The parameters obtained by applying those models to the experimental results are presented in (Table 2).

Table 2: Parameters for the Langmuir and Freundlich for absorption of bromothymol blue in chitosan.

Models	Parameters	Values
	KL (g g ) -1	-5836.06
Langmuir	1/qmax	-2.1833 x10-5
	R²	0.6992
	1/n	2.114
Freundlich	KF (g g ) -1	5.594
	R2	0.9933

The model that best fit to the results was the model of Freundlich isotherm.

The use of KF sorption coefficient allows identifying the adsorption capacity in balance for chitosan and KF obtained equal to 5.594 g g-1. The parameter 1/n is the surface heterogeneity factor, thereby evaluating the degree of heterogeneity of sorption energy sites. Thus as more different of 1 is the parameter value, most heterogeneous is energy in the surface of the sorbent.

Therefore, it can be inferred that this is further evidence supporting the proposed mechanism of adsorption by electrostatic attraction, and also that the process may occur through the formation of multiple layers.

In this case, the formation of multiple layers can occur since the sorption mechanism is electrostatic. As these interactions are weak and long reach, the dye molecules will be attracted by the sorbent and other dye molecules through intermolecular interactions dipole dipole and thus multiple layers are formed.

Finally, as experimental data are suited best to Freundlich model, according to literature, it is concluded that sorption dye bromothymol blue by this sorbent is reversible (physical adsorption) and exotherm as proposed in the previous section.

Conclusion

Through execution this work it was found to be possible to develop an analytical methodology using chitosan particles as solid phase, to retain the dye bromothymol blue from aqueous solution.

The chitosan showed an excellent performance as cationic adsorbent, with 69.75% efficiency in removing the dye to the solid phase at room temperature. Although the studies have been conducted with commercial chitosan, the same results are obtained with chitosan obtained by deacetylation, simple treatment of the waste from the shrimp industry with dilute acetic acid.

Thus, the use of chitosan for this purpose is an excellent tool to keep the industrial activities in a sustainable manner, since this is an alternative implementation to solve two environmental problems: the accumulation of residue from the shrimp and contamination of industrial effluents.

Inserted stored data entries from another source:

PR #924, opened 2021-08-12
GTM-Add-Credit-Card-Cover-Fee-Event

TheNoodleMoose:
This adds a new GTM event for cover fees, but only when the user has actually covered credit card fees for that transaction. This event still needs to be created in GTM, then QA can begin.

### DIFF
--- a/src/app/analytics/analytics.factory.js
+++ b/src/app/analytics/analytics.factory.js
@@ -509,6 +509,8 @@ const analyticsFactory = /* @ngInject */ function ($window, $timeout, sessionSer
     },
     transactionEvent: function (purchaseData) {
       try {
+        // The value of whether or not user is covering credit card fees for the transaction
+        const coverFees = localStorage.getItem('coverFees')
         // Parse the cart object of the last purchase
         const transactionCart = JSON.parse(localStorage.getItem('transactionCart'))
         // The purchaseId number from the last purchase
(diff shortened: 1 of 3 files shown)


src/app/analytics/analytics.factory.js
```diff
@@ -509,6 +509,8 @@ const analyticsFactory = /* @ngInject */ function ($window, $timeout, sessionSer
     },
     transactionEvent: function (purchaseData) {
       try {
+        // The value of whether or not user is covering credit card fees for the transaction
+        const coverFees = localStorage.getItem('coverFees')
```
wrandall22, line 513: Is this triggered before or after [this line](https://github.com/CruGlobal/give-web/blob/master/src/app/checkout/step-3/step-3.component.js#L146)?

wrandall22: Also, see `retrieveCoverFeeDecision`. This should get the data the same way.

TheNoodleMoose: Ah looks like it's called after 🙁 I thought I was getting a value but testing it again now I'm getting ```null```.  Do you see another way to approach it? Maybe setting a temp sessionStorage with the value of ```coverFees``` and then deleting it after the transaction event?

wrandall22: 2 options:

1. Move the deletion of the variable
2. Make another event

wrandall22:
Please add the `on staging` label when you push this to stage.

wrandall22 (approved):

TheNoodleMoose:
This has been QA'd, but I'll merge it on Monday.

PR #928, opened 2021-08-18
Update staging domain

wrandall22:
It may or may not also be worth updating the `imgDomain` from prod to staging. This could mean some up front work to migrate some images into the staging environment that aren't already there, which may not be worth it at this time.

### DIFF
--- a/.travis.yml
+++ b/.travis.yml
@@ -38,4 +38,5 @@ deploy:
       branch: master
 
 after_deploy:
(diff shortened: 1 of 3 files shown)


wrandall22:
This PR also required updating the `S3_GIVE_DOMAIN` environment variable in Travis.

reldredge71 (approved):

According to the studies performed using univariate analysis, it was observed that the increase of the mass of adsorbent, pH and ionic strength influence negatively the dye removal efficiency of the adsorbent. The increase of the initial dye concentration increases the removal efficiency and the adsorption capacity considerably.

In the equilibrium condition the best isotherm adjusted to the results obtained in the study was the Freundlich isotherm. As described in the model of the Freundlich isotherm adsorption process seems to involve the formation of multilayer and adsorption by electrostatic interactions. As those assumptions reaffirmed in the calculations of enthalpy, adsorption entropy and Gibbs free energy for the process.